Sure they are not a huge improvement compared to your setup. But streamlining
the procedure for someone not familiar with the pipeline is a great benefit.

------
Slippery_John
I part run a non-profit site on Netlify and the experience is pretty great.
The real killer bit for me has been their GitHub integration where they will
render a preview build of any PRs put up to the site.

------
Lowkeyloki
I love what Netlify is doing, but I've chosen to only watch it from afar for
the past few years. I used to use a similar service that I loved very much
called Divshot. But Google bought them, closed it down, and absorbed some of
their tech for parts of the Firebase platform.

Now I use NearlyFreeSpeech.NET exactly because I do have to pay for it.
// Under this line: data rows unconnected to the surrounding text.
PR #4, opened 2021-07-12
Construct typeclass derivation

kpodsiad:
Implementation of [construct stage](https://yaml.org/spec/1.2/spec.html#id2762107).  It's a poc and feedback will be extremely welcome.

1. I don't have experience with Magnolia so instead of learning it, I wrote derivation using Mirrors (which I played with few times). I'm not happy how derivation for `Mirror.SumOf` works, but IMO it's a good starting point.
2. I decided to introduce two typeclasses:
    * `Construct` which is responsible for constructing an instance of `T` from `Node`.
    * `Der` (rather placeholder than a final name) which is almost a `String => T` function.  

Although it seems reasonable to split `Node => String => T` into two phases to achieve single responsibility and easier customization (it's harder to create a new Construct than Der for the end-user IMO), I'm not convinced of the current implementation.


src/main/scala/org/virtuslab/internal/load/construct/Construct.scala
```diff
@@ -2,15 +2,80 @@ package org.virtuslab.internal.load.construct
...
+      override def construct(node: Node): Either[YamlError, T] = {
+        def loop(
+            constructs: List[Construct[T]],
+            acc: Either[YamlError, T]
+        ): Either[YamlError, T] =
+          constructs match
+            case head :: tail => if acc.isLeft then loop(tail, head.construct(node)) else acc
+            case Nil          => acc
+
+        loop(instances.tail, instances.head.construct(node))
```
KacperFKorban, line 72: Maybe using [collectFirst](https://dotty.epfl.ch/api/scala/collection/IterableOnceOps.html) or sth similar may make the implementation easier.

src/main/scala/org/virtuslab/yaml/YamlDecoder.scala
```diff
@@ -3,28 +3,17 @@ package org.virtuslab.yaml
...
-import org.virtuslab.internal.load.construct.Construct
-import org.virtuslab.internal.load.compose.Node
 import org.virtuslab.internal.YamlError
-import org.virtuslab.internal.load.compose.ComposerImpl
+import org.virtuslab.internal.load.{YamlReader, StringYamlReader}
+import org.virtuslab.internal.load.parse.ParserImpl
+import org.virtuslab.internal.load.construct.{Der}
+import org.virtuslab.internal.load.compose.{Node, ComposerImpl}
 
 trait YamlDecoder[T: Mirror.Of]:
```
KacperFKorban, line 12: IMHO having `Mirror` constraints on type constructor isn't the best practice, since it disallows providing own (manual) implementations.

lbialy:
I'll leave my review and opinion later today.

src/main/scala/org/virtuslab/internal/load/construct/Construct.scala
kpodsiad: I ended using `LazyList` and `collectFirst` and it's for sure more readable.

src/main/scala/org/virtuslab/yaml/yaml.scala
```diff
@@ -7,8 +7,8 @@ import org.virtuslab.internal.YamlError
 
 import scala.deriving._
 
-def deriveEncoder[T](using m: Mirror.Of[T]) = YamlEncoder.derived
-def deriveDecoder[T](using m: Mirror.Of[T]) = YamlDecoder.derived
+// def deriveEncoder[T](using m: Mirror.Of[T]) = YamlEncoder.derived
+// def deriveDecoder[T](using m: Mirror.Of[T]) = YamlDecoder.derived
```
lwronski, line 11: If you commented any code,  please write a short explanatory comment or just remove code.

src/main/scala/org/virtuslab/yaml/yaml.scala
```diff
@@ -1,17 +1,16 @@
...
-
-def parse(yaml: String): Either[YamlError, Node] = ComposerImpl.compose(yaml)
-extension (str: String)
-  def fromYaml[T](using decoder: YamlDecoder[T]): Either[Any, T] = decoder.from(str)
+inline def deriveEncoder[T](using m: Mirror.Of[T]): YamlEncoder[T] = YamlEncoder.derived[T]
+inline def deriveDecoder[T](using m: Mirror.Of[T]): Construct[T]   = Construct.derived[T]
 
-extension [T](t: T) def asYaml(using encoder: YamlEncoder[T]): String = encoder.toYaml(t)
+extension (str: String) def as[T](using c: Construct[T]): Either[YamlError, T] = Util.as(str)
+extension [T](t: T) def asYaml(using encoder: YamlEncoder[T]): String          = Util.asYaml(t)
```
kpodsiad, line 16: `munit` had a problem with extension methods written at top-level so I moved it to the `Util` object. It's a little boilerplate to repeat `extension (str: String) def as[T]...` 2 times, but at least there is only one implementation of that method

kpodsiad:
After discussion we decided to drop `Der` - `Construct` should be enough and with proper factory methods (like existing `apply` it could be convenient to use.

I wonder how those factory methods should look like in terms of error handling. Should failure be explicite included in type like `Try` or `Either` or, for simplicity sake, just `T` and try/catch in factory would be enough?
```scala
object Construct:
  def primitive[T](read: String => T): Construct[T] = ???
  def primitive[T](read: String => Either[Throwable, T]): Construct[T] = ???
  def primitive[T](read: String => Try[T]): Construct[T] = ???
```

PR #5, opened 2021-07-13
Implement of writer stage

lwronski:
Implementation of writer stage. It's a straightforward way to parsing case class to yaml.

For now, we only support simple case classes without nested objects.


kpodsiad (approved):
LGTM

PR #9, opened 2021-07-16
Rename Construct & YamlWriter into YamlDecoder & YamlEncoder

kpodsiad:
Also, I created type aliases for some type and placed them in `Yaml` object. Thanks to that, `import org.virtuslab.Yaml.*` imports everything which is needed to use the library by end-user.


lwronski (approved):
LGTM

Issue #13, opened 2021-07-16
Support explicit document end (three dots)


kpodsiad:
https://yaml.org/spec/1.2/spec.html#id2760395

PR #15, opened 2021-07-17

I'm
not sure how Netlify is able to offer their free tier. But I've learned the
hard way that if you're not paying for it, you're not the customer.

------
ltrcola
Netlify has been pretty great so far. My team was able to use the promise of a
super quick CMS integration with Netlify CMS to justify getting out of
building another nasty WordPress site (what our editors are familiar with).
The actual Netlify setup caused no trouble at all and let us seamlessly move
off of GitHub Pages, and now we can put in an integrated build process with
NPM or whatever else we need.

Netlify CMS itself is a lot more raw but I see huge potential there,
especially since it's open source. Our InfoSec folks loved the idea of content
changes as commits. And the maintainers on Gitter are super open to help folks
and work through changes. Already submitted a PR that was accepted and has
made it into a release. And we haven't paid them anything yet, even with
Google Single Sign-On integrated.

------
andrethegiant
For those interested in the GitHub integration / preview pull request features
that Netlify offers, but don't want to migrate from your current host: I'm
developing a product called FeaturePeek[1] that will spin up static builds
into a feature environment you can share with your team / publicly. Unlike
Netlify Dev / ngrok, you don't need to be online with your feature branch
checked out for others to preview it. We can run dynamic builds too, and are
agnostic of your host or cloud provider because we don't focus on production
deployments. On top of that, we provide some collaboration tools so you can
annotate / comment directly on the build.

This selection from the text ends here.